NV35 pipeline organization

Eck. . . definitely a case of driver optimization. If we go into "conspiracy theory mode", we can speculate that NVidia purposely broke ARB_fragment_program support so that hardware sites would have no choice at all but to use the NV30 path for the benchmark. . .

EDIT: misread a post. . .
 
But are those 12 fp units just the shader units, the number of shader units and texture units combined, or are they all capable of functioning as either?
 
Luminescent said:
But are those 12 fp units just the shader units, the number of shader units and texture units combined, or are they all capable of functioning as either?

No. It's just that the TEX and FP units are intrinsically linked in such a way that allows 3 FP/pipe/clock OR 2 FP + 2 TEX lookup. I suppose this is most likely due to shared physical logic. I doubt they are discrete, "multi-purpose" units as that would rule out the inter-dependency.

MuFu.
 
Any increase in actual floating point performance is a very good thing, as long as testing bears out that it is real...all the other performance issues were not nearly as significant as this and the impact on DX 9 moving forward. Thinking back to the GDC slides and what it proposes for the HLSL ps_2_a target, this evolution seems natural and according to nVidia's original plan for NV3x (hmm...and also in line with some speculation I had intended for the forums, but restricted to some PMs due to a disappearing thread).

I don't see nVidia blatantly lying about this, and it makes sense within the assumptions about the NV30 transistor count that I abandoned a while ago as unrealistic, and the good news is that Wavey has an NV35 to put through its paces.

The bad news is that he won't have as much to tease us about with regards to surprises with the results until he finishes.
Oh, wait, that's only bad news for him :p.
 
When the NV35 carries out RGBA computations involving complex ops (ddx, ddy, rsq, lrp), do you guys believe it has to perform the ops on all four components, due to the apparent lack of the independent scalar support (in contrast to R3xx), or is there a separate special function unit for this type of computation?
 
I didn't expect it either.
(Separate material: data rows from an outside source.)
PR #63, opened 2020-01-14
Alfa port to Windows of Trantor

mcirsta:
Some things are probably wrong here, especially in the epoll I think but this is not really my area of expertise.


an-tao:
OK！I'll try to fix it. thank you very much！

mcirsta:
> OK！I'll try to fix it. thank you very much！

Thanks. I am also trying to figure out how it works but it will take me some time to get familiar with the code.
 If you have any questions let me know.

mcirsta:
One thing that maybe obvious but it wasn't to me is that in msys2 you have to install the package versions that have "mingw" in the name. There are also some internal ones or something.

an-tao:
I installed a msys2, but I found that cmake does not work in this environment (there is no output after running `cmake ..`). Did I miss anything?
In addition, can we consider compiling with visual studio C++(which now supports cmake project) ?

mcirsta:
I will provide full instructions for this. Sorry, should have done it from the beginning.

 I tried VS 2019 too but there's just too many things missing. Mostly it's the same things that need to work so I think the best plan is this. Get this working with msys2 because it's the easiest way to get a Windows version that works and then do even further modifications to get a VS 2019 port working.

an-tao:
@mcirsta ,I made a new branch named win_vs, which can be successfully compiled with VS2019 (but something went wrong with EventLoop), please check if it helps you.

an-tao:
@mcirsta I've invited you to join trantor's collaborators.

mcirsta:
Thanks, I accepted the invitation. Cool , I see you made it compile with VS 2019. For some reason I thought it was harder, I think I have more initial issues with this.
 One issue I remember having is the needed libraries, OpenSSL and jsconcpp. How did you deal with these ? Should they be added to third party and compiled ?

an-tao:
@mcirsta , jsoncpp is not the dependency of trantor. and we could ignore the OpenSSL first and make the normal function of trantor works.
We can use [vcpkg] (https://github.com/microsoft/vcpkg/blob/master/docs/index.md) to manage dependencies, and although I haven't used it, it looks good.

mcirsta:
Meanwhile just in case you need them here are the instructions for msys2 ( I suggest starting with a clean msys2 ). They're written for users so include every step.  I checked that both drogon and trantor work with these.

1. Install msys2 64 bit from https://www.msys2.org/
2. Open the msys2 64 bit shell and do a "pacman -Suy" to update . After it's done you will have to close the shell and restart it
3. Install git, devel tools and needed libraries: "pacman -S git mingw-w64-x86_64-cmake mingw-w64-x86_64-gcc mingw-w64-x86_64-make mingw-w64-x86_64-sqlite3 mingw-w64-x86_64-postgresql mingw-w64-x86_64-dlfcn"
4. git clone --recursive https://github.com/mcirsta/drogon.git
5. Go to drogon folder and make a "build" folder
6. Go to build folder and call cmake with: "/mingw64/bin/cmake.exe -G "MSYS Makefiles" -DCMAKE_MAKE_PROGRAM=mingw32-make  -DBUILD_EXAMPLES=ON -DBUILD_TESTING=ON -DCMAKE_BUILD_TYPE=Debug .."
7. Build with: "/mingw64/bin/mingw32-make.exe -j4"

mcirsta:
Also it now needs : "mingw-w64-x86_64-gtest"

an-tao:
Thanks, now I can build the win_vs branch with msys2 without compilation error. But the tcp server doesn't seem to work. I have to take some time to fix it.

Means there's probably quite a bit of scope for compiler optimisation now as well.

Luminescent mentioned "general-purpose" units and Uttar touched on the idea as well. Can we think about it like this, per pipe...
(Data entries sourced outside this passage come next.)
PR #65, opened 2020-02-07
SSL_CTX_use_certificate_file() -> SSL_CTX_use_certificate_chain_file()

ihmc3jn09hk:
According to https://www.openssl.org/docs/man1.0.2/man3/SSL_CTX_use_certificate_file.html, it is preferred to use SSL_CTX_use_certificate_chain_file() instead.


an-tao:
@ihmc3jn09hk Thank your very much.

~>NV30 has one FP unit and one general-purpose unit that can either lookup two textures or execute one FP pixel op.

~>NV35 has two FP units and one general purpose unit.

:?:

Logically, it is quite neat.

MuFu.
 
Funny thing is that fp "shader" units are quite general purpose enough, as they are composed of 4 general fmads (perhaps with support for other instructions). Wouldn't 4 fmads with ddx/ddy and other special capabilities (thepkrl comfirmed NV30 could execute 4 ddx/ddy's per fragment pipeline) be up to the challenge of texture fetching and filtering? It seems to me that an fp shader unit can be used as a texture unit, but not always is it the other way around (in previous architectures, at least). Many times texture addressing/filtering units use fixed function/optimized logic, which is configurable, but not entirely programmable.

It might be that the fp shader units can be used for texture fetches and general shading ops (tex ops don't seem to be so compicated for general purpose shading logic).
 
Well, yes, but I think nVidia is using quite a few additional tricks in the texturing system than your Joe GPU company architecture.
I think they got a very effective latency hiding system for it. Obviously, two would cost more than one :)
So something that might still be discussed is whether ONE of the three FP units can do Tex ops, or if all of them can do them, but they could only be done once per pass. That might be revealed quite easily with shader tests.

Uttar
 
I just read this from Mufu, which makes sense and disproves my previous theory.
I doubt they are discrete, "multi-purpose" units as that would rule out the inter-dependency.
If this holds true, then the texturing logic is probably dependent on the ddx/ddy filtering capabilities of one of the shader pipelines, being able to addresses only two textures, while the shader performs the derivative calculations for filtering; check this for possible evidence in NV30. According to thepkrl:
Texture fetches and FP-ops do not work in parallel, so FP unit is probably involved in texture fetches somehow (perhaps DDX,DDY calculation). FX-ops do work in parallel with texture fetches.
Check out his diagram here, which indicates that in the Nvidia implementation of texturing, at least one shader's logic is used for something.
 
The way I think of it is different (you know about this, I think, Mufu):

I think what we see here is the way the vertex processing pipeline works more completely transferred to the fragment processing pipeline.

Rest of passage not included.